Two updates a month is probably full-time work, so there isn't any time left
over to build new apps, and no surplus capital either. Plus, that's assuming
that each and every update spikes sales like the launch did.

According to the OP, daily sales are currently holding steady at around 11
sales a day. That's a little bit over $200 a month in persistent revenue. At
that rate, it would take almost a decade for the game to break even, given a
cost of $20,000 to develop.

Special note: This is for a game that cost only $20,000 to make.

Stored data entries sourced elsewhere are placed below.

PR #583, opened 2026-09-11
docs: correct the profile environment variable name in SHConfig docstring

dajiaohuang:
## Summary

`SHConfig.__init__` documents the profile environment variable as `SH_USER_PROFILE`, but that variable does not exist. The class actually reads `SH_PROFILE` (`sentinelhub/config.py:21` defines `SH_PROFILE_ENV_VAR = "SH_PROFILE"` and `_get_profile` looks it up at `sentinelhub/config.py:147`).

The stale name has been in the docstring since the environment-variable support was added, and it is rendered in the published reference documentation (`docs/source/conf.py` runs `sphinx-apidoc` over the whole `sentinelhub` package, excluding only the `commands.py` modules, with `autoclass_content = "both"`), so users following it would set a variable that silently has no effect.

`docs/source/configure.rst` and `CHANGELOG.MD` already use the correct `SH_PROFILE` name, so this only brings the API docstring in line with them.

## Changes

- `sentinelhub/config.py`: `SH_USER_PROFILE` -> `SH_PROFILE` in the `SHConfig.__init__` docstring.

## Test plan

- [x] `pytest tests/test_config.py` — 14 passed. This includes the existing test that sets `SH_PROFILE_ENV_VAR` and asserts that `SHConfig` picks up the profile from the environment, which is the behavior the corrected sentence describes.
- [x] `black --check`, `ruff check`, `pylint` on `sentinelhub/config.py` — clean.

### DIFF
--- a/.github/workflows/scheduled_caller.yml
+++ b/.github/workflows/scheduled_caller.yml
@@ -3,7 +3,7 @@ name: scheduled build caller
 on:
   schedule:
     # Schedule events are triggered by whoever last changed the cron schedule
-    - cron: "0 0 * * *"
+    - cron: "0 0 1 * *"
 
 jobs:
   call-workflow:
--- a/CHANGELOG.MD
+++ b/CHANGELOG.MD
@@ -1,3 +1,7 @@
+## [Version 3.11.4] - 2026-02-04
+
+- Remove API for deprecated FIS service
+
 ## [Version 3.11.3] - 2025-10-07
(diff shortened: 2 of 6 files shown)


zigaLuksic:
Please adjust the MR to target the develop branch, not the master one.

dajiaohuang:
Updated the PR base branch from master to develop as requested.

PR #2345, opened 2025-02-04
chore: For python tests, we are increasing XMX

FarrukhMasud:
## Related Issues/PRs

We have seen that python tests for deep learning because smaller heap size. In this PR I am increasing this XMX to 4gb and essentially using same vaklues as we use for R tests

Building a
solid AAA title can cost hundreds of thousands, or even millions of dollars.

------
gamble
It's interesting to see app makers rediscover the lessons learned by mobile
gaming developers years ago. Handheld games have been a brutal business going
back to the Gameboy. The keys to success seem to be: 1) licensed properties
and 2) amortizing development costs by reusing the same technology over
several titles. You need a lot of discipline to succeed.

------
swombat
Well, for what it's worth, I just bought a copy. It doesn't look that amazing,
but it might be fun.

Lesson: Putting stuff in the app store won't do anything for you unless you
market it outside the app store. Not sure that's a very original lesson.
Surely that's obvious?

------
bcl
This just reinforces that normal application marketing can't be thrown under
the bus. There may be a slight bump for 'being there', but you still need to
find your customers and tell them about your app.

------
chrischen
Apple probably intentionally makes it seem like a gold mine. Probably why they
keep the top apps list fresh and new, so that more people can share their
stories of sudden fame and fortune. Then more people release their mediocre
apps, sell a couple, and Apple makes more money.

------
marknutter
Zombie killing on the iPhone!? I bought a copy.